Календарь круглых дат
Мария Порядина
Власть солнца
Райнис (Янис Кришьянис Плиекшан)
Любовь – это дорога к солнцу,
вымощенная острыми жемчужными раковинами, по
которым ты должен идти босиком.
Чюрлёнис
И где оно, ваше лето? Вот уже август
определенно смотрит сентябрем, вот уже вечера
возвращаются в свои права, закаты все раньше,
солнца все меньше.
Древние наши предки верили в
существование ночного, «подземного» солнца – им
не хотелось его терять, уходить из-под его власти,
отдавать себя мраку и холоду.
И по сей день на берегах Балтийского
моря люди охотно признают солнечную власть над
собой – и поддерживают ее, запросто,
по-домашнему: жгут костры на Иванов день и поют,
помогают солнышку светить и греть.
Солнце – главный образ поэзии Яна
Райниса и ключевое слово к ее пониманию.
Его первое детское воспоминание –
возле усадебной ограды, с няней, он греется на
солнышке.
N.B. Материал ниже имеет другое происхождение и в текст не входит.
PR #27, opened 2016-11-30
Added shaded error plots

piever:
I've added the shaded error plot (which was trivial to do using ribbon, except ribbon plots are not implemented in all backends, a notable exception being PlotlyJS: [#565](https://github.com/tbreloff/Plots.jl/issues/565) ).

screenshot 2016-11-30 20 08 43

Also, I thought it'd be nicer to be able to plot shaded error bars starting directly from a dataframe, giving as input also the variable corresponding to the x axis, the function corresponding to the analysis of interest (could be a density plot, or a cumulative plot, or plotting some other column y as a fct of x) and the categorical variable corresponding to the "population of interest" across which one should compute the standard error of the mean to see to what extent the analysis is consistent across individuals of the population (this kind of analysis is common in my field). Also, one can split data according to one or more other columns.

Example: compute density plot of magnitude of earthquakes. Shaded-error bar = s.e.m. across stations. Split data by depth of earthquake.

screenshot 2016-11-30 20 08 52

This is preliminary work, but if it is of interest I think it could be nice to continue in this direction as follows:

- In the version where the data is conditioned on one or several variables, add possibility of modifying graphical elements according to the value of those variables (label, color, dashed vs full line and other attributes could depend on the value of the conditional variables in a way determined by the user)
- Build a list of reasonable functions f and incorporate them, e.g. density, cdf, hazard, y as function of x (with some nonparametric regression I guess)
- Do the same for scatter plots and bar plots

### DIFF
--- a/src/StatPlots.jl
+++ b/src/StatPlots.jl
@@ -23,5 +23,6 @@ include("violin.jl")
 include("hist.jl")
 include("marginalhist.jl")
 include("bar.jl")
+include("shadederror.jl")
 
 end # module
--- a/src/shadederror.jl
+++ b/src/shadederror.jl
@@ -1,0 +1,106 @@
+function border(x,y,rib)
+    rib1, rib2 = if Plots.istuple(rib)
+        first(rib), last(rib)
+    else
+        rib, rib
+    end
+    yline = vcat(y-rib1,(y+rib2)[end:-1:1])
+    xline = vcat(x,x[end:-1:1])
+    return xline, yline
+end
+
+@recipe function f(::Type{Val{:shadederror}},plt::Plot; shade = 0.)
+
+    # set up the subplots
+    x,y = d[:x],d[:y]
+    xline, yline = border(x,y,shade)
+
+    # line plot
+    @series begin
+        primary := true
+        x := x
+        y := y
+        seriestype := :path
+        ()
+    end
+
+    @series begin
+        # shaded error bar
+        primary := false
+        fillrange := 0
+        fillalpha --> 0.5
+        linewidth := 0
+        x := xline
+        y := yline
+        seriestype := :path
+        ()
+    end
+end
+
+@shorthands shadederror
+
+## Define a more general shadederror function that can take as input:
+## - a function to be applied to your dataframe
+## - a dataframe
+## - the x-variable of the plot
+## - the categorical variable used to compute s.e.m. across population
+## - optionally, another categorical variable used to split the data
+
+get_axis(column::PooledDataArray) = sort!(union(column))
+get_axis(column::AbstractArray) = linspace(minimum(column),maximum(column),100)
+
+# f is the function used to analyze dataset: define it as NA when it is not defined,
+# the input is: dataframe used, x variable and points chosen on the x axis
+# the output is the y value for the given xvalues
+
+function get_mean_sem(f, df, x, population)
+    # define points on x axis
+    xvalues = get_axis(df[x])
+
+    # get mean value and sem of function of interest
+    splitdata = groupby(df, population)
+    v = DataArray(Float64, length(xvalues), length(splitdata));
+    for i in 1:length(splitdata)
+        v[:,i] = f(splitdata[i],x, xvalues)
+    end
+
+    mean_across_pop = DataArray(Float64, length(xvalues));
+    sem_across_pop = DataArray(Float64, length(xvalues));
+    valid = Array(Bool, length(xvalues));
+    for j in 1:length(xvalues)
+        mean_across_pop[j] = mean(dropna(v[j,:]))
+        sem_across_pop[j] = sem(dropna(v[j,:]))
+        valid[j] = (length(dropna(v[j,:]))>1)
+    end
+
+    return xvalues[valid], mean_across_pop[valid], sem_across_pop[valid]
+end
+
+function shadederror(f, df, x, population; kwargs...)
+    x,y, shade = get_mean_sem(f, df, x, population)
+    shadederror(x,y; shade = shade, kwargs...)
+end
+
+function shadederror!(f, df, x, population; kwargs...)
+    x,y, shade = get_mean_sem(f, df, x, population)
+    shadederror!(x,y; shade = shade, kwargs...)
+    return
+end
+
+function shadederror(f, df, x, population, conditioned; kwargs...)
+    s = plot()
+    shadederror!(f, df, x, population, conditioned; kwargs...)
+    return s
+end
+
+function shadederror!(f, df, x, population, conditioned; kwargs...)
+    if isempty(conditioned)
+        shadederror!(f, df, x, population; kwargs...)
+    else
+        by(df,conditioned) do dd
+            shadederror!(f,dd,x,population; kwargs...)
+            return
+        end
+    end
+    return
+end


tbreloff:
At first glance this looks nice, but it will take me a bit to do a complete review.  Can anyone else review and comment? Thanks for the effort... looking forward to incorporating it.

piever:
In general it seems to me that adding error bar depending on variability across the population in a plot is one of the rare examples of a common plot pattern that is not a "one-liner" in Plots.jl
I'm open to discussion as to what is the best implementation (it doesn't need to be the one I'm proposing here): in particular the syntax choice is I guess open to discussion and in the case of conditioning on some variables and plotting in different colours I'm using a primitive solution that doesn't really take advantage of Plots.jl and could definitely be improved.
Still I think this "errorbar" feature should be added  somehow. Also, it's very easy to extend this pattern to scatter plots and bar plots using metaprogramming. If you think that's valuable I'm happy to add that as well.

tbreloff:
merging and we can fix up later if needed... thanks!!

mkborregaard:
This looks really cool, though I am not sure I understand the example :-) I think the shaders are really nice - they are relevant for this issue: https://github.com/tbreloff/Plots.jl/issues/340

One thing I would love StatPlots to have is recipes for statistical model - e.g. a categorical anova might plot automatically as a bar plot with error bars and asterisks for significance; in this case a linear model with a single predictor could be nice to plot as a line with these shaded errors as a default. Do you think that should be relatively easy to implement with this, @piever ?

piever:
I guess it'd be useful to see an exact example of what syntax you'd want to do what thing. If the concern is bar plots, the same as I've done with line plots and shaded errorbars can be done with scatter plots (or bar plots) and normal errorbars, I'll probably add it soon (only issue = on grouped bar plots, adding error bars is a bit tricky, so the "coloured data splitting" is probably a bit more annoying to implement, I'll postpone it for the time being).

I'm personally starting to like the syntax: plot(f, df, x) which means do analysis f on the dataframe df regarding some variable x (i.e. hazard, hist, density, expected y given x) and plot the result. It may even be introduced in Plots or StatPlots (together with a set of reasonable analysis). Then one could have an optional population variable meaning: split by this variable, do the analysis, plot mean with errorbars corresponding to s.e.m. If the specific analysis f has a different way of computing confidence intervals, I guess that could be incorporated. This seems like a reasonably general formalism.

Anyway, as soon as I have a bit more time, I'll go on and proceed with the improvements suggested in the first post and make a second PR.

mkborregaard:
I have looked a little more at this, and I think it may have been merged a bit early. I have got some comments I'd like to unfold, but first I'd like to hear if you  @(piever) have any references for the use of this type of plots (split continous data by a categorical variable, do s.e.m. and show that as a continuous ribbon) in modern data analysis? I ask because I have concerns about the robustness of the approach.

piever:
At least in behavioural neuroscience they are pretty common (I can easily find papers using them, but I'm not sure how useful that is because they don't really explain why they use them). The idea is very simple: the categorical variable represent the subjects you are testing and, in order to get a cleaner plot, instead of plotting a family of curves (one per subject) you can simply plot the mean and s.e.m. The curve could be anything: normally it is some column of a database regressed nonparametrically from our variable x (minor digression: to add that I'd like to know what are the good packages in julia for nonparametric regression, so far I've found [this](https://github.com/panlanfeng/KernelEstimator.jl) ), but it could also be some representation of the stochastic variable x (say the cumulative distribution) or pretty much anything.
I'm open to suggestions/contributions and I'm happy to incorporate them in the code, but first I'd need to understand what exactly is the concern: in which sense is this analysis not robust? What alternative(s) do you propose?

mkborregaard:
My concern of the robustness is on whether these shaded errors are often the most appropriate representation of the data. I had a hard time understanding the example with the quakes data and what to get out of it. First it seems that you think `:Stations` refers to a station number that records an earthquake, but it is not - it is the number of stations that recorded the quake. 
```
using StatPlots, RDatasets, DataFrames
quakes = dataset("datasets","quakes")
plot(quakes, :Long, :Lat, :(-:Depth), marker_z = :Stations, ms = :Mag, c = :matter)
plot(quakes, :Mag, :Stations)
```
quakes
figure_1

The point here is not so much that `:Stations` is inappropriate as a grouping variable to do the sem over (I guess you just picked an easily accessible dataset), but that I fear it may be easy to use this function inappropriately.

Another point - the syntax uses `plot(f, df, args..)`, whereas the rest of StatPlots uses `plot(df, f, args...)`, is there a reason for this discrepancy?

piever:
I see. The choice of the dataset is unfortunate (I'm not familiar with RDatasets, I picked a random one and I did think that `:Stations` was some station identifier), but I guess it can easily be solved. First of all we can choose a more appropriate example and add it to the readme, so that people can understand. Also, I'm happy to change the syntax. Just so I understand: would you rather have keyboard argument called say "individuals" (or "subjects" or "population", or something else that you find suitable) that defaults to no splitting (so no shade), and similarly a "split" keyword to split the data that defaults to no splitting, so that the call would be sth like:

`StatPlot.shadederrror(f,:quakes,:Mag; population = :Stations, split = :Deep)`

As for the choice of putting the function before, I though it made more sense for arbitrarily complicated analysis that one may want to run on a dataframe, so that one could use the "do end" syntax.

Anyway I plan on having a second more thorough PR (adding the same population analysis also for scatter and bar plots), so I'd really like to fully understand your feedback and integrate it as much as possible. I guess the correct thing to do is a WIP PR so that everybody has time to give an opinion before merging.

mkborregaard:
Just to be clear, I don't make any decisions around here. I am just a guy like you who thinks StatPlots is cool and would like to see it develop, and I noticed that @tbreloff had asked for some input on the PR. The reason I comment is that I really hope StatPlots will develop into a tool that subtly helps the users make good, appropriate plots of their statistical analysis, rather than just a collection of cool plotting methods.
So the dataset issue can be easily resolved, I only noticed it because I tried to find out what you were doing. The tricky thing with shaded errors is they are only appropriate when the x axis is truly continuous and each x value corresponds to exactly one y value in the underlying data set - which is generally only true for statistical models and relationships where the x axis is time. And for statistical models the error bars will usually be given by the model, or be estimated from data by e.g. bootstrapping. Your density plots provide an interesting exception - it is an appropriate statistical model where it makes good sense to estimate error bars from subpopulations. I just really don't know how common that is, so that is why I asked you for some other examples (also given that the dataset is not appropriate here).
With regards to keyword arguments, that seems to be the case everywhere around Plots that arguments that are not x, y, or z (or the DataFrame) are always keyword arguments, so that would be my personal preference.
With regards to the order of `f` and `df` your argument is sound, but I strongly feel that there should be the same format throughout all StatPlots calls.

piever:
That's a good point. The best I can do is probably add a bunch of symbols that one could use as first argument (instead of explicitly giving the function) that would translate to relevant analysis (also, I am checking whether the x axis is continuous or categorical to make sure the user doesn't do anything silly). I agree that if one started binning data, the error would depend on the binning which is weird, but all the analysis I'm mentioning above (cumulative, density, cumulative hazard, regressing nonlinearly y from x) don't suffer from this drawback.
As for the use of the analysis, it is actually pretty common in fields of research where you have strong variability across subjects (and also you can only have a limited number of subjects) and you want to verify to what extent your plot depends on your sample of subjects.

mkborregaard:
Cool, looking forward to see the examples once you get them into shape! :-)
BTW, with this PR https://github.com/JuliaPlots/StatPlots.jl/pull/29 you can also 
```julia
plot(df,  :(KernelDensity.kde(:Mag))
```
but things such as the `groups` argument aren't working yet, which would otherwise do the same as your populations argument. 

For full disclosure: My secret agenda is that adding smoothers with confidence intervals to plots should not be handled by special userplot functions, but done using normal StatPlots syntax, with type recipes for fitted statistical models including the confidence intervals as just another series type.

piever:
It is actually important to point out that:

`StatPlots.shadederrror(f,:quakes,:Mag; population = :Stations, split = :Deep)`

with an appropriately defined f is in general less nice than just writing:

`StatPlots.density(quakes,:Mag; population = :Stations, split = :Deep)`

and have StatPlots figure out what to do. The only issue in doing that for all statistical recipes is that in general, in the case of a continuous variable, every subject will have a different selection of points on the x axis, making it a bit less obvious how to compute the s.e.m. across subjects. As soon as you allow all of the standard statistical plots to also accept what are the x values used to plot the line, this method can be immediately generalized. Otherwise maybe you could try and figure out what the value of the function would be on that point by interpolating the various line plots, but I don't particularly like the idea.

mkborregaard:
Not sure I understand the point completely - but if you have different values on the X axis, it is more appropriate to use a scatter plot. Because it is important for interpreting the graph to be able to see the distribution on the x axis. 
I agree 100% with the more general point that the call should be for the function, i.e. errors should not require a specific dedicated function to be called.

piever:
It's not a statistical problem but a pratical one: if you split a continuous variable x across say 10 subjects, you get 10 different distributions x1,...,x10. The range is the same, except building a plot for x_1 will choose some points on the x axis (I guess 100 equally spaced from minimum to maximum), so it's not 100% straightforward to compare these different lines and compute the average and an estimate of the variability. As a solution, my PRs only use analysis where you can specify on which points you want your functions to be evaluated (which should have nothing to do with computing the fct, you are just evaluating it) so that you can make sure they overlap. One alternative, which is maybe more error-prone, is to allow the plot to choose points on the x-axis as it wants and when computing the average, interpolate all the line to a common set of points (for example 100 equally spaced from minimum to maximum of the whole distribution). Sorry for explaining that in a bit of a confused way!

mkborregaard:
Ah, I see!

mkborregaard:
The only place where I have experience with that situation is in time-series analysis (i.e. Bayesian skyline plots) - the convention there is to use the union of all points for the x axis; imagine going from the present to now, every time one of the series changes value, the metric (e.g. s.e.m.) is recalculated.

Ясное, теплое, навсегда милое солнце –
и трехлетний Янис Кришьянис, сын Кришьяна
Плиекшана, арендатора.
И позднее, вспоминая детство, Райнис
ловил себя на странной мысли: в эти годы как будто
не было зимы – все время лето, солнце.
...Что не удивительно для латыша, все
мироздание которого – солнечно.
Янис знал, что он латыш, хотя в немецкой
гимназии в Риге его звали Иоганном, в
Петербургском университете, где он окончил
юридический факультет, – Иваном, в Виленском
окружном суде, где служил по окончании курса, –
Иваном Христофоровичем. Латвии как таковой еще
не было – были три российские провинции, – но
латыши уже есть, и они осваивают пространство
мировой культуры.
Чуть не со дня ее основания Райнис
активно сотрудничает с газетой «Диенас лапа»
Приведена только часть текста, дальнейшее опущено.